Let $p$ be a prime and let $K$ be a finite extension of $\mathbb{Q}_p$. Suppose $L/K$ is a tamely ramified Galois extension. I want to show that if $\sigma$ is a lift of the Frobenius element of the Galois group of the residue field extension and $\tau$ is a generator of $\textrm{Gal}(L/E)$ where $E$ is the maximal unramified subextension of $L$, then $\sigma\tau\sigma^{-1} = \tau^q$ where $q$ is the order of the residue field of $K$.

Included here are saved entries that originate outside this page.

PR #941, opened 2023-11-12
Fix tokenomics nightly runs

Jayashsatolia403:


.github/workflows/tokenomics_ci.yml
```diff
@@ -46,9 +46,9 @@ jobs:
           echo "TOKENOMICS_BLOCK_REWARD_TESTS=$(echo $(([ -z 'TestBlockRewardsForBlobbers' ] && echo '') || echo 'TestBlockRewardsForBlobbers'))" >> $GITHUB_ENV
           echo "TOKENOMICS_MIN_STAKE_TESTS=$(echo $(([ -z 'TestMinStakeForProviders' ] && echo '') || echo 'TestMinStakeForProviders'))" >> $GITHUB_ENV
           echo "CLIENT_THROTTLING=$(echo $(([ -z 'TestClientThrottling' ] && echo '') || echo 'TestClientThrottling'))" >> $GITHUB_ENV
-          echo "CURRENT_BRANCH=$(echo $(([ -z '${{ github.head_ref }}' ] && echo  ${GITHUB_REF#refs/*/}) || echo '${{ github.head_ref }}'))" >> $GITHUB_ENV
-          echo "REPO_SNAPSHOTS_BRANCH=$(echo $(([ -z '${{github.event.inputs.repo_snapshots_branch}}' ] && echo '<CURRENT BRANCH WITH FALLBACK TO CURRENT_SPRINT>') || echo '${{github.event.inputs.repo_snapshots_branch}}'))" >> $GITHUB_ENV
-
+          echo "CURRENT_BRANCH=sprint-1.11" >> $GITHUB_ENV
+          echo "REPO_SNAPSHOTS_BRANCH=current-sprint" >> $GITHUB_ENV
```
stewartie4, line 50: This is the wrong approach.
The existing logic took the repo snapshots branch from user input and used that. If no branch was selected, it fell back to the current sprint.
We shouldn't be hardcoding runs to a specific sprint or branch as they will diverge quickly
what are you trying to do?

stewartie4 (changes requested):

.github/workflows/tokenomics_ci.yml
Jayashsatolia403: We want nightly runs on sprint branches. How should I achieve that?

I know that $L = E(\lambda^{1/e}$) where $\lambda$ is some uniformizer for $E$ and $e$ is the ramification index of $L/K$. If $\sigma(\lambda^{1/e})$ is another $e$-th root of $\lambda$, then I can show the desired relation holds. However, it seems to me that we can't be sure this is the case, because $\lambda$ may not be in $K$.
Let $\pi$ be a uniformizer of the totally ramified extension $L/E$. We have a map: $$\theta: \text{Gal}(L/E) \to U_L/U^{(1)}_L\qquad \tau_0\mapsto \tau_0(\pi)/\pi$$ where $U_L$ is the unit group of $\mathcal{O}_L$, and $U^{(1)}_L = 1+\mathfrak{p}_L$. This map is independent of the unifromizer $\pi$ chosen. Its kernel is the wild ramification group, which is trivial since $L/K$ is assumed to be tamely ramified. Hence $\theta$ is injective.
Denote $\tau(\pi)\equiv a\pi \pmod{\mathfrak{p}_L^2}$. Then $$\tag{1}\sigma\tau(\pi) \equiv \sigma(a)\sigma(\pi) \equiv a^q\sigma(\pi) \pmod{\mathfrak{p}_L^2}$$ because $\sigma$ acts like Frobenius. Moreover, since $\theta$ is independent of unifromizer, we have $\tau(\sigma(\pi))\equiv a\sigma(\pi) \pmod{\mathfrak{p}_L^2}$, so $$\tau^2(\sigma(\pi))\equiv \tau(a)\tau(\sigma(\pi))\equiv \tau(a)a\sigma(\pi) \equiv a^2\sigma(\pi) \pmod{\mathfrak{p}_L^2}$$ the last equality follows from the fact that $\tau$ acts on residual field trivially. Induction shows $$\tau^q(\sigma(\pi))\equiv a^q\sigma(\pi) \pmod{\mathfrak{p}_L^2}$$
Comparing with $(1)$ shows that $\sigma\tau$ and $\tau^q\sigma$ have same image under $\theta$. Injectivity of $\theta$ proves your claim.